- Work to complete -
Only the lines below from the one containing "import typing" to the one containing "Never = typing.NoReturn" should be repeated, both included and unchanged.
== Segment start ==
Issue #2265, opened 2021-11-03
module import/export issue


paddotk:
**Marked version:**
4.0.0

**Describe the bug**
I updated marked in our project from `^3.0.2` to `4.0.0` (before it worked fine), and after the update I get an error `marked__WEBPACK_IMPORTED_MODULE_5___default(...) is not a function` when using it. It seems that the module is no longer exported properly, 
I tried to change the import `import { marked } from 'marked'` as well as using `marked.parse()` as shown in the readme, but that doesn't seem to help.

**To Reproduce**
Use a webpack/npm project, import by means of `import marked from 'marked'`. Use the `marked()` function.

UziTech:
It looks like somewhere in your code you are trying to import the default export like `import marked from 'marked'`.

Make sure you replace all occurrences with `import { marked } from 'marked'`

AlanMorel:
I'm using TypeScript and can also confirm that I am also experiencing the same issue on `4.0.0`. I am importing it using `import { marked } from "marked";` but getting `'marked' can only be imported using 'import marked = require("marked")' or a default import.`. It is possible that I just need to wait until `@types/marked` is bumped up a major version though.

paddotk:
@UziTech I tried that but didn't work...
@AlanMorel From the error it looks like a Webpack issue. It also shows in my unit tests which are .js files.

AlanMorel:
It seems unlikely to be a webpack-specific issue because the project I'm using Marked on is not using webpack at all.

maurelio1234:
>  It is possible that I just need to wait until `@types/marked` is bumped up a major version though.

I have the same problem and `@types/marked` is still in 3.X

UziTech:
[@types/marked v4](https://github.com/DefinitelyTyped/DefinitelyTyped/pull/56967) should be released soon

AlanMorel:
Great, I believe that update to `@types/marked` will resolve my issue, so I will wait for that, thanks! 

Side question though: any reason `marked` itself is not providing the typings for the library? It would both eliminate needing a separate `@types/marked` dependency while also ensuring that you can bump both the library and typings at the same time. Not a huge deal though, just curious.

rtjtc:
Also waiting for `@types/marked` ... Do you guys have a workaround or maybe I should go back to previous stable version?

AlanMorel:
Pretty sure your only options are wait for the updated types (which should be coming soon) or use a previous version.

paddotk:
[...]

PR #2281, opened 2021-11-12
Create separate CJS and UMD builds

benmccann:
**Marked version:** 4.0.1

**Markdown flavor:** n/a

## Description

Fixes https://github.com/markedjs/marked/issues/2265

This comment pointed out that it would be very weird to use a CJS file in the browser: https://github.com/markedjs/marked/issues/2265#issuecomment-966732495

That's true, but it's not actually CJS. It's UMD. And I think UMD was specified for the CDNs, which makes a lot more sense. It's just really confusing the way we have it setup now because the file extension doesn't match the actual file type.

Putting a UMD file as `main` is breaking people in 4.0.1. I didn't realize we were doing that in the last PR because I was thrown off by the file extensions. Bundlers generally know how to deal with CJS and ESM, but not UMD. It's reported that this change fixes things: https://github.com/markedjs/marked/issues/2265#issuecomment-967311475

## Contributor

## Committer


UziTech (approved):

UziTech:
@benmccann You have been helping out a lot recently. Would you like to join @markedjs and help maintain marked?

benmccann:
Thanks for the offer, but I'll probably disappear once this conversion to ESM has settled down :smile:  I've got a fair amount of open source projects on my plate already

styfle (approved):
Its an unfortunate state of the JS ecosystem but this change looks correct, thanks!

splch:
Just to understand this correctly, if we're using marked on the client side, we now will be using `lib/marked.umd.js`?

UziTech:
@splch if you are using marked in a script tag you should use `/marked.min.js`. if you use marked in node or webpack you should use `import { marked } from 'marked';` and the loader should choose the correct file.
== Segment end ==
== Segment start ==
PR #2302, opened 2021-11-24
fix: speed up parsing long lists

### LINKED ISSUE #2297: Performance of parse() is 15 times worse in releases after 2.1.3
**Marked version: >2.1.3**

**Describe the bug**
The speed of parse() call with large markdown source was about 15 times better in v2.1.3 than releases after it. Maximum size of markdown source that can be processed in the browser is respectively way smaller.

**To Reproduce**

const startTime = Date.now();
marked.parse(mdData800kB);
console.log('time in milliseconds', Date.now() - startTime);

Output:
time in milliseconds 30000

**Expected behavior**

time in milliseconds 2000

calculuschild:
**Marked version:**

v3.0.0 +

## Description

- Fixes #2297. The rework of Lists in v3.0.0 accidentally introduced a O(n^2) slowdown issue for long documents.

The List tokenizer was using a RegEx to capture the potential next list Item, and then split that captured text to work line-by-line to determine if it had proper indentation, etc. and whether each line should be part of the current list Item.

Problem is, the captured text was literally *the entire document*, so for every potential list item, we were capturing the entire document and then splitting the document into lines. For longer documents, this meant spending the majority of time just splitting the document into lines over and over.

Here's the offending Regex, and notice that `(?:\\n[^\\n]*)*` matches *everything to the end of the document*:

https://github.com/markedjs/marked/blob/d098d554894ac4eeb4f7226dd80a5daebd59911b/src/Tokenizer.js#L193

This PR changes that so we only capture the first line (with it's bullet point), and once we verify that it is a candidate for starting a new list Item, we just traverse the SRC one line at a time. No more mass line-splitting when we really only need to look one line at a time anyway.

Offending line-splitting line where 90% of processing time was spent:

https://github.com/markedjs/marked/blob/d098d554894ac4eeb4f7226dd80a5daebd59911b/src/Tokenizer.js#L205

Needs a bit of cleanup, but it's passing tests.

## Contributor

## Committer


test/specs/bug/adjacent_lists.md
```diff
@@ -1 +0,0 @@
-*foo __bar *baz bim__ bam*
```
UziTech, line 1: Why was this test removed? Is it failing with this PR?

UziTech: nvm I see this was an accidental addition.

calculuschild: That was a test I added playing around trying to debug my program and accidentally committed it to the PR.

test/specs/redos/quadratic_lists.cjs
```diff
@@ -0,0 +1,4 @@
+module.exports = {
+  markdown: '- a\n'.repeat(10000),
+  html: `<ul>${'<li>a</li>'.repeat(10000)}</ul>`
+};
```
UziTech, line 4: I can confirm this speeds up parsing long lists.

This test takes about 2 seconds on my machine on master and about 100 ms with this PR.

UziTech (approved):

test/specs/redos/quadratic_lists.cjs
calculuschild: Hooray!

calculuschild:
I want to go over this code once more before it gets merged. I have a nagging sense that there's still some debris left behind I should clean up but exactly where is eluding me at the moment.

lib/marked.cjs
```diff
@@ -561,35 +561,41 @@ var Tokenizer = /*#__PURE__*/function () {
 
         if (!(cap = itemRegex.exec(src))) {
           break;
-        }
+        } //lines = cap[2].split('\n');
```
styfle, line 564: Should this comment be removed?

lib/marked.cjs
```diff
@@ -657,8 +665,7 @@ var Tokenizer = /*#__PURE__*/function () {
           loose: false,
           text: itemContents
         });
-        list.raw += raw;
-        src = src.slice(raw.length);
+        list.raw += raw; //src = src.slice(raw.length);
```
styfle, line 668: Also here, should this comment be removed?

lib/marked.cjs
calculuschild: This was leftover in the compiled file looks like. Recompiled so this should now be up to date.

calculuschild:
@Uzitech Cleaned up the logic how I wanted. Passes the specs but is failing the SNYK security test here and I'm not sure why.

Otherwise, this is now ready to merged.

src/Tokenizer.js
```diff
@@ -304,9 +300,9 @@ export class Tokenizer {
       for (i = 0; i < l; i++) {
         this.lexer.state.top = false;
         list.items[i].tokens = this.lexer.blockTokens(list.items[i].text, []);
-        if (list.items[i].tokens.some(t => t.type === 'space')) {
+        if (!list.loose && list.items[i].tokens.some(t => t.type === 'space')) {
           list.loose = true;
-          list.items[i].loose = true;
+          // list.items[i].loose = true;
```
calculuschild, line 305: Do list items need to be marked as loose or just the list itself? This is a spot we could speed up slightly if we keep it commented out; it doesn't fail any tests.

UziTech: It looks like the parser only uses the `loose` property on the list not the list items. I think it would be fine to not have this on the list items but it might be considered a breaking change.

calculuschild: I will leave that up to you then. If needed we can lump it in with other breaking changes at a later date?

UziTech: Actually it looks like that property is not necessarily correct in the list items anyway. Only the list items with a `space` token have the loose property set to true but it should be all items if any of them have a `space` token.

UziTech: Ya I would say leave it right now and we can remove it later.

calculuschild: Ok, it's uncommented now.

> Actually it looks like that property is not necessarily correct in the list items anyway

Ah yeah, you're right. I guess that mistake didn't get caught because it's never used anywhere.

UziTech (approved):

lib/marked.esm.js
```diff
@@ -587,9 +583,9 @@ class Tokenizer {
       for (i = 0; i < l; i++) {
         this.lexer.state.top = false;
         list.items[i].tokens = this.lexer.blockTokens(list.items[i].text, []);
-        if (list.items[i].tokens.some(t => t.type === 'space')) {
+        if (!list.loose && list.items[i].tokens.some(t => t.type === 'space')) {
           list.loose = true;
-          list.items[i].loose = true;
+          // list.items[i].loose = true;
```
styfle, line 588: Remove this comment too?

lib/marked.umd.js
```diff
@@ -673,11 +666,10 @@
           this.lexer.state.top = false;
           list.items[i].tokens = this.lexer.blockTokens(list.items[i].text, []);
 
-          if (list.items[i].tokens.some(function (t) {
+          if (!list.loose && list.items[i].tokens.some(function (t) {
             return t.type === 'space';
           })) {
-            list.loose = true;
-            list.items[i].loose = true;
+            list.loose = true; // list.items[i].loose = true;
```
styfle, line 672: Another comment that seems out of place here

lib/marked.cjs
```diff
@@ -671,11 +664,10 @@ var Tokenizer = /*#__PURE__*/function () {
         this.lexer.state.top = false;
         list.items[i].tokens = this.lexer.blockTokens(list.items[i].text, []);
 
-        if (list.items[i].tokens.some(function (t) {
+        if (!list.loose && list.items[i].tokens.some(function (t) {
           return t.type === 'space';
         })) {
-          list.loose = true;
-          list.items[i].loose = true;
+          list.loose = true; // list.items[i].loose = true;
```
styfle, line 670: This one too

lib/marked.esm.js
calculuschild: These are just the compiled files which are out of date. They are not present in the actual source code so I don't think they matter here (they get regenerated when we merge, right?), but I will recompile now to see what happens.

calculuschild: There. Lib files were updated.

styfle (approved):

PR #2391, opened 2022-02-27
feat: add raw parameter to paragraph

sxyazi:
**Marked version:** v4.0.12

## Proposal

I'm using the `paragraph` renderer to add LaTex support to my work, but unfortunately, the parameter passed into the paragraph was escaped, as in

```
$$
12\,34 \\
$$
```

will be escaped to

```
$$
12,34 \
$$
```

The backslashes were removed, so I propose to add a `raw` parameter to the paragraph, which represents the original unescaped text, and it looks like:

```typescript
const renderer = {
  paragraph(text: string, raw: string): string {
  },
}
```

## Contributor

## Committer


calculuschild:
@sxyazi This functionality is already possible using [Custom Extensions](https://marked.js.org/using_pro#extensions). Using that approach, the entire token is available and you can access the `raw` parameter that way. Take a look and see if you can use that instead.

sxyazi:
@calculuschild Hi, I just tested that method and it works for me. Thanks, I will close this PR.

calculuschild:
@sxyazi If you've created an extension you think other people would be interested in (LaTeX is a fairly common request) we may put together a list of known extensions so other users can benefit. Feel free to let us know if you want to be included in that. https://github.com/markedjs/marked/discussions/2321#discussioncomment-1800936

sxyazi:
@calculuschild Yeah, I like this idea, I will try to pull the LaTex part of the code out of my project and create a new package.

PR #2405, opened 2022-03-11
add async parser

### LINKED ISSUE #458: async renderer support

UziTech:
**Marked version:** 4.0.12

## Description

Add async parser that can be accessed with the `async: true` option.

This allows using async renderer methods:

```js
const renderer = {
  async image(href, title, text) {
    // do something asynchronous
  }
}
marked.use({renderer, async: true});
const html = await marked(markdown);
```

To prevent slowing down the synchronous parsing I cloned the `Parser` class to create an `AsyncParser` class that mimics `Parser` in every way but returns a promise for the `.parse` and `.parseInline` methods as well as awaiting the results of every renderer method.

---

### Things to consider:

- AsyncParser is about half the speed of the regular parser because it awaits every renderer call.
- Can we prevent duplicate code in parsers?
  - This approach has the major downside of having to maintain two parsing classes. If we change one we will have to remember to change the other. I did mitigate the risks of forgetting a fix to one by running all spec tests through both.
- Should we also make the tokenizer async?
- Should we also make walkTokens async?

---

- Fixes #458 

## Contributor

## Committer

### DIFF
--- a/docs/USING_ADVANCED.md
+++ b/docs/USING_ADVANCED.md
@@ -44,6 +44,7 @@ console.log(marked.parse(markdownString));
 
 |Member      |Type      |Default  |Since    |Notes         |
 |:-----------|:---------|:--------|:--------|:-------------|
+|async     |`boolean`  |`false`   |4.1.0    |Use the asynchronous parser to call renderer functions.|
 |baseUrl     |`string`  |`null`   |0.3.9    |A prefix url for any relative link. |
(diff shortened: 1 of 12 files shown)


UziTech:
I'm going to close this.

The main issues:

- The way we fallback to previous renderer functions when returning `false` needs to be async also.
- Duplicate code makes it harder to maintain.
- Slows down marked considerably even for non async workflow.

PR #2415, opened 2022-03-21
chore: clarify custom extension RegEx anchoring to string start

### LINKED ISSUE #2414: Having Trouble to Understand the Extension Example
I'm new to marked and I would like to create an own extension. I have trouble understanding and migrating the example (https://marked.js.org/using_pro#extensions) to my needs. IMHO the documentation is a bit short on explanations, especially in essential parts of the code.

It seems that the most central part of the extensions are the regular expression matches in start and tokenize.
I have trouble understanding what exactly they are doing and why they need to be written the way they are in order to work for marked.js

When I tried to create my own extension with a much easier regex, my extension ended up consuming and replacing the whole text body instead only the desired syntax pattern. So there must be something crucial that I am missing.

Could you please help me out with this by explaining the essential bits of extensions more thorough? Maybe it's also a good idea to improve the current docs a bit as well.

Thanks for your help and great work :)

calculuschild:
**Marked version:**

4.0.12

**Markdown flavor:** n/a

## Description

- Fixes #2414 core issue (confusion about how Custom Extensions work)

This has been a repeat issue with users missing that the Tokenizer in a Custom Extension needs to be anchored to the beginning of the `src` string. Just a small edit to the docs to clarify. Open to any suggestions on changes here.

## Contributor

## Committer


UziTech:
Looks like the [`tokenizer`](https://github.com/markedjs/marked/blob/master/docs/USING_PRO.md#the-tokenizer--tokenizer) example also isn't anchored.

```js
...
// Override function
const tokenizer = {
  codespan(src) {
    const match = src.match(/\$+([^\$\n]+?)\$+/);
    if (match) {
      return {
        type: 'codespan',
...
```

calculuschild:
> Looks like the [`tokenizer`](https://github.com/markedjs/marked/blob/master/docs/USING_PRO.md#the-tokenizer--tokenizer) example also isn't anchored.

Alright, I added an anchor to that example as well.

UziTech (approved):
== Segment end ==
== Segment start ==
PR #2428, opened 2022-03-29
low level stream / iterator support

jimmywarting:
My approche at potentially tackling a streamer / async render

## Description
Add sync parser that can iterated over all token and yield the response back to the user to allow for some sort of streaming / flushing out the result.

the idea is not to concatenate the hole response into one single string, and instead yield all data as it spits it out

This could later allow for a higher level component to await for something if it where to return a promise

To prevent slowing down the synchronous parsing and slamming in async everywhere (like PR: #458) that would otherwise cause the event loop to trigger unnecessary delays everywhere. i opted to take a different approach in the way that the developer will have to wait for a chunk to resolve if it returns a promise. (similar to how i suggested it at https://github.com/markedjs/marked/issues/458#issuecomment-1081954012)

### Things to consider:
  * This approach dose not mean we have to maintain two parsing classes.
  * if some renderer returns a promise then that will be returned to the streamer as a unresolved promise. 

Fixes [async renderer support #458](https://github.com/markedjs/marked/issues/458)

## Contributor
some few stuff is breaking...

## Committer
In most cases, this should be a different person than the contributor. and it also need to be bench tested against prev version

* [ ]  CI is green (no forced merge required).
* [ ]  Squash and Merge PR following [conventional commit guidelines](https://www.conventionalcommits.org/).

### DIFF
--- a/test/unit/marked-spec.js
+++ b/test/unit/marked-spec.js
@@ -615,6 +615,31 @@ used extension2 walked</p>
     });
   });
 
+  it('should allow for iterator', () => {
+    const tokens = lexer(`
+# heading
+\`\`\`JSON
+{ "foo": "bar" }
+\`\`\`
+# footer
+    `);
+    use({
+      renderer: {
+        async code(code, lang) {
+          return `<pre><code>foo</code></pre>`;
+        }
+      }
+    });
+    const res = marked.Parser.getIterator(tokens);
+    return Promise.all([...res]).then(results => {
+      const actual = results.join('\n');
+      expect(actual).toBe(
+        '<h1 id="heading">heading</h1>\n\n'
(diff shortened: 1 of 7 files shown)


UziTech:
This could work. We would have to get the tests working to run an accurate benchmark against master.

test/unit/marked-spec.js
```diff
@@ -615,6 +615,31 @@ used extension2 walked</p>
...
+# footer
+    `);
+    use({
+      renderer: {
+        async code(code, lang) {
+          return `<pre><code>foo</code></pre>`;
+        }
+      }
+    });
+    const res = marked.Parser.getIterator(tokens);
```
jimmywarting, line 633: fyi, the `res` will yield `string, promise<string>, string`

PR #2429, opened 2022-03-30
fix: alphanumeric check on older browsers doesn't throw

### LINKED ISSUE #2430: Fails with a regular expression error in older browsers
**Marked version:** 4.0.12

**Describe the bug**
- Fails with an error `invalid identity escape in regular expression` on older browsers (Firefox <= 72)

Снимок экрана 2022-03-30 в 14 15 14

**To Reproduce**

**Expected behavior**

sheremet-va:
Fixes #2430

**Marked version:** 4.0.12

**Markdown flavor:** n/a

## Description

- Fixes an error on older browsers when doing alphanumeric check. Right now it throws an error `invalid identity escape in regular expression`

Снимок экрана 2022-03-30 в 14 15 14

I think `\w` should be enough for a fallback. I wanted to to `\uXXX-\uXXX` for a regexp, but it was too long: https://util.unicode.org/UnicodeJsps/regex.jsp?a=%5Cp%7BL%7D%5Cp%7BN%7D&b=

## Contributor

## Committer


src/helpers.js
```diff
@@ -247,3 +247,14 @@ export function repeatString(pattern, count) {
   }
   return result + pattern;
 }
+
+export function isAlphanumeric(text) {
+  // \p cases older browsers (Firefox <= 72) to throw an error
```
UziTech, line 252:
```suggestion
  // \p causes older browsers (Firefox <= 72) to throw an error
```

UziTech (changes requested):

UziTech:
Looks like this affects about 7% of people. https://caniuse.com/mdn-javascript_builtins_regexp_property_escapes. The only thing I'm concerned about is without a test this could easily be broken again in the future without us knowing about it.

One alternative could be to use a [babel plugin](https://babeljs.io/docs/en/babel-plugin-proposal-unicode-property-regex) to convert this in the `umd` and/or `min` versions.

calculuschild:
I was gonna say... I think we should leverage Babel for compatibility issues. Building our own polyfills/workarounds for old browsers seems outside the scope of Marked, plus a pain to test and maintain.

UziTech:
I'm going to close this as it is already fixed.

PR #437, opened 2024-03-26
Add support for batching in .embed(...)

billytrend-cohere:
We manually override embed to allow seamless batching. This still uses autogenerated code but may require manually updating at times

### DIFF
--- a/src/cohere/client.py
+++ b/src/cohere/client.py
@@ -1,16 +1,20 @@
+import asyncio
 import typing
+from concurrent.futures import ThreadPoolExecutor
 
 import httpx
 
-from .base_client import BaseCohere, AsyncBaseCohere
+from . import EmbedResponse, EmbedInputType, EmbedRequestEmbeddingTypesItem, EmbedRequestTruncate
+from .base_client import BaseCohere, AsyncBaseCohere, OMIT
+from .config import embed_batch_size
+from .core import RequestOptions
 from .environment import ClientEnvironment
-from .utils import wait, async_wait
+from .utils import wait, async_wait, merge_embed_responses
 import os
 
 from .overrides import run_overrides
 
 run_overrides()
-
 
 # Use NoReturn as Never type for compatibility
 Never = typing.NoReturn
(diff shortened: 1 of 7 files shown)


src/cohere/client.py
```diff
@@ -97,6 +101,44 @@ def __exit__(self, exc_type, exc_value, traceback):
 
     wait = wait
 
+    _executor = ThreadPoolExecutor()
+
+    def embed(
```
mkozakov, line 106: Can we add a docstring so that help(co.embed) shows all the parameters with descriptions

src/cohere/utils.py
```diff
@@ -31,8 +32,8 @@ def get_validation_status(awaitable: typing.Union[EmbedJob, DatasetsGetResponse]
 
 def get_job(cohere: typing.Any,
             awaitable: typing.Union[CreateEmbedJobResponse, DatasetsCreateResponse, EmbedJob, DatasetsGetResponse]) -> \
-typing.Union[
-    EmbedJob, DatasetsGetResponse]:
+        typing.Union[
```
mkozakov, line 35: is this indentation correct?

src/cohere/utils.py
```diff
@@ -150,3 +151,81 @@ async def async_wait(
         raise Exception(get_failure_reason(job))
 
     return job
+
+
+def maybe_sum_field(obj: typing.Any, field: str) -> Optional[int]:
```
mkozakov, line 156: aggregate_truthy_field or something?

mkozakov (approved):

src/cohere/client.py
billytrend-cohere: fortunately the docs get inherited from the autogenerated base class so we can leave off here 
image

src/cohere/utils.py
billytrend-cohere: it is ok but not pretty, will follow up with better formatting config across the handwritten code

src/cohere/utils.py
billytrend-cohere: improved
== Segment end ==
- Reply -
 import typing
+from concurrent.futures import ThreadPoolExecutor
 
 import httpx
 
-from .base_client import BaseCohere, AsyncBaseCohere
+from . import EmbedResponse, EmbedInputType, EmbedRequestEmbeddingTypesItem, EmbedRequestTruncate
+from .base_client import BaseCohere, AsyncBaseCohere, OMIT
+from .config import embed_batch_size
+from .core import RequestOptions
 from .environment import ClientEnvironment
-from .utils import wait, async_wait
+from .utils import wait, async_wait, merge_embed_responses
 import os
 
 from .overrides import run_overrides
 
 run_overrides()
-
 
 # Use NoReturn as Never type for compatibility
 Never = typing.NoReturn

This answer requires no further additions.